TASK ITEM. Considering the entries that follow, report how many lines include the string "dependencies", giving the number alone.

Saved data entries
::::

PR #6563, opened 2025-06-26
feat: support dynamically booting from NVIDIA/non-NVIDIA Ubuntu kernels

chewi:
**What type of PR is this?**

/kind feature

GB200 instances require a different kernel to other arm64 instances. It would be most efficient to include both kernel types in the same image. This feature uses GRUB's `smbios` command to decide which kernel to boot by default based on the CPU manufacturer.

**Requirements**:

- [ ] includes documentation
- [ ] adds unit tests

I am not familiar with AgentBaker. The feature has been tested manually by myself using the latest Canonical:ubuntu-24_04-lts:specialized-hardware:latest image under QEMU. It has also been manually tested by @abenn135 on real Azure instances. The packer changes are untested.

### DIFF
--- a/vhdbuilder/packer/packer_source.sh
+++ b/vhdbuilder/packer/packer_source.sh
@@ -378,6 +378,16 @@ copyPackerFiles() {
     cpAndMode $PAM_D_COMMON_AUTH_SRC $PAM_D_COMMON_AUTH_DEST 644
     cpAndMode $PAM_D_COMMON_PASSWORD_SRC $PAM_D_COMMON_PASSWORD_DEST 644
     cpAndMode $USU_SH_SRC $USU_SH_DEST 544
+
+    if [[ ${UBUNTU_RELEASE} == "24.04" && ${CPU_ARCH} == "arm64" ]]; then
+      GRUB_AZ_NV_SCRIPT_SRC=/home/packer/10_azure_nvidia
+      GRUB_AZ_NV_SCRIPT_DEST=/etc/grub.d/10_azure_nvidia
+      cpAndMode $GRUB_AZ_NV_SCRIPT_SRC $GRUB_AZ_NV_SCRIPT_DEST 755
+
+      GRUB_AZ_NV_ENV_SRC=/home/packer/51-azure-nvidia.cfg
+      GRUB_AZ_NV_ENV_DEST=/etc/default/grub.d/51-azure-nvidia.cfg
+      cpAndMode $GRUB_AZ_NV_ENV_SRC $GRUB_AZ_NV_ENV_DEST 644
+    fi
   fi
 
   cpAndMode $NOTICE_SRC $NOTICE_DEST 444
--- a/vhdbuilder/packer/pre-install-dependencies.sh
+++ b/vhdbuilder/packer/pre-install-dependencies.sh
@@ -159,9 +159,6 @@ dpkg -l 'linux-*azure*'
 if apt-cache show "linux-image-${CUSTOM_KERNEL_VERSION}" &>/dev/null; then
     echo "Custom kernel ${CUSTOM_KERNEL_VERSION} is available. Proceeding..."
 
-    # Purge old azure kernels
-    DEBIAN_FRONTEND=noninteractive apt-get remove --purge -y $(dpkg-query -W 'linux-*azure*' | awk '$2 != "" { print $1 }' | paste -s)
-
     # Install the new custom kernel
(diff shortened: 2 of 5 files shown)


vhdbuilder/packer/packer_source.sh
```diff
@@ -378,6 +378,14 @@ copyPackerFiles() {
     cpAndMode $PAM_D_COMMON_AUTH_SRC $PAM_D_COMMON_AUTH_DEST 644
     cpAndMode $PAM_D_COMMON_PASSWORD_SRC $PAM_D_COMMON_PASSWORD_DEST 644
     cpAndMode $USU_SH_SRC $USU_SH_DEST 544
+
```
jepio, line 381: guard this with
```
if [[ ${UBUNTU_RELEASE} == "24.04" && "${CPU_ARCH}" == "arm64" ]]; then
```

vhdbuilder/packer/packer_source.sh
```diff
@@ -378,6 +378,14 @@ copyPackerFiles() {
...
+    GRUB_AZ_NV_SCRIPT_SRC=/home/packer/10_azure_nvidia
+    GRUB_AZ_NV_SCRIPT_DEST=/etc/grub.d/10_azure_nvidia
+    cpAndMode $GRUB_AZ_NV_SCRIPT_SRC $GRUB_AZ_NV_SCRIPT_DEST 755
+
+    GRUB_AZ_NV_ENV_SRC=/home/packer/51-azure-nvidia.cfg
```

::::

SOLUTION TO THE PROBLEM. 2